• Entries taken from a collection:
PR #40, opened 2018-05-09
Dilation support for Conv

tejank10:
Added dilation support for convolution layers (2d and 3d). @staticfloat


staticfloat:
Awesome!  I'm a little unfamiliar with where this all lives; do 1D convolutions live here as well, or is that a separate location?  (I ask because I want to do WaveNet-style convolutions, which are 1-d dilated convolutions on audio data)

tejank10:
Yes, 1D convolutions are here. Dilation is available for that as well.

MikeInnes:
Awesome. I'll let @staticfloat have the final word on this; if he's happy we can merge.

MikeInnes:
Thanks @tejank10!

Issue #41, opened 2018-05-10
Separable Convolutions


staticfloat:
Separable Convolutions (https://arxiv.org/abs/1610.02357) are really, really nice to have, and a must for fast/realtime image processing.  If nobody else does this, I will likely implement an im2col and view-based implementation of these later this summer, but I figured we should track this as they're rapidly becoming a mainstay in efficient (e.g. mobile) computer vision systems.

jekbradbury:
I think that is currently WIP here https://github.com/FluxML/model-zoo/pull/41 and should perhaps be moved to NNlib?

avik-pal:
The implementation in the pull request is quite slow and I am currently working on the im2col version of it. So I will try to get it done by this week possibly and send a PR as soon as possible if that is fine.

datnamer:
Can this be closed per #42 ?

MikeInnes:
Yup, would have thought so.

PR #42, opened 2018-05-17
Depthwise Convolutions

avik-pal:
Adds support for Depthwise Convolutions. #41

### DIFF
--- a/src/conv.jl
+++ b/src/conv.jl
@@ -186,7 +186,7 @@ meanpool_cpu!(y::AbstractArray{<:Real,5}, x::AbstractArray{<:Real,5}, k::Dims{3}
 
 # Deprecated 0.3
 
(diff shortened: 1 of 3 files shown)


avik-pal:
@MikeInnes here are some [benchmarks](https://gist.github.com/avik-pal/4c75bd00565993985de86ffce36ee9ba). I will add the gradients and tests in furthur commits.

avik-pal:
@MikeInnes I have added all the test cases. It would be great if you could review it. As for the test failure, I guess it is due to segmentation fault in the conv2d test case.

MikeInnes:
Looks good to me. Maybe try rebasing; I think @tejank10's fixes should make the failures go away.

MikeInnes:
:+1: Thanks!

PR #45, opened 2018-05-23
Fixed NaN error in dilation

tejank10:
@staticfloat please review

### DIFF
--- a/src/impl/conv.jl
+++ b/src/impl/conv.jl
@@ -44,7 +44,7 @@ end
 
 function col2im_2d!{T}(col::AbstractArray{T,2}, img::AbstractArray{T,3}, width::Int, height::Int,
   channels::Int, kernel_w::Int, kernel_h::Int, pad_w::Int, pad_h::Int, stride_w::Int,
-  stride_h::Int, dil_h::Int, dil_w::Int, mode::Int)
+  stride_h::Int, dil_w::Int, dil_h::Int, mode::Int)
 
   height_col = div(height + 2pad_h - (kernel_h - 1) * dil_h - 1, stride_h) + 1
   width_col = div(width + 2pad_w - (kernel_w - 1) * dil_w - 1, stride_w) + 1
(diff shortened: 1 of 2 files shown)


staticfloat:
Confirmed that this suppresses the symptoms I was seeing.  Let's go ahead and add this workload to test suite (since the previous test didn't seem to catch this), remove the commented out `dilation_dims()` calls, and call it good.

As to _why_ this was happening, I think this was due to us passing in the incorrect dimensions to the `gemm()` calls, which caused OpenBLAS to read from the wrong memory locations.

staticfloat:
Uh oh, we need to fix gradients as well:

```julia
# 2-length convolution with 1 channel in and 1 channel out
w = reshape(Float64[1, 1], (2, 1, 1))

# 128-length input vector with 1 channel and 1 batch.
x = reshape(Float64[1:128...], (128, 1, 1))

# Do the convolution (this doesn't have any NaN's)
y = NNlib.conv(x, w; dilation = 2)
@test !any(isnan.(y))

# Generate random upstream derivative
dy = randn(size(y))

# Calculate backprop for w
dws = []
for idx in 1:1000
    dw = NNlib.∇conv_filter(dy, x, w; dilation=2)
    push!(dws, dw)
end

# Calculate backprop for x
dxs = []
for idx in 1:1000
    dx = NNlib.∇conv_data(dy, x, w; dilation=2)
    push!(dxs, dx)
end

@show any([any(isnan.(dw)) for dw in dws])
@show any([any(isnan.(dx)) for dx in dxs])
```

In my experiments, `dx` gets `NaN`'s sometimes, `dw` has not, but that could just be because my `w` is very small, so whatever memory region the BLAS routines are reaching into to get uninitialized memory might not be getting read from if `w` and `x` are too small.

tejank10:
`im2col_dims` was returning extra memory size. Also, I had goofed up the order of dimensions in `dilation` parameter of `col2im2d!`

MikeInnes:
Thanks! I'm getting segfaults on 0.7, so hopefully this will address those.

• WHAT THE TASK REQUIRES:
Return the number of lines in the data above that include the word "opened", and nothing else.

• ANSWER TO THIS TASK:
4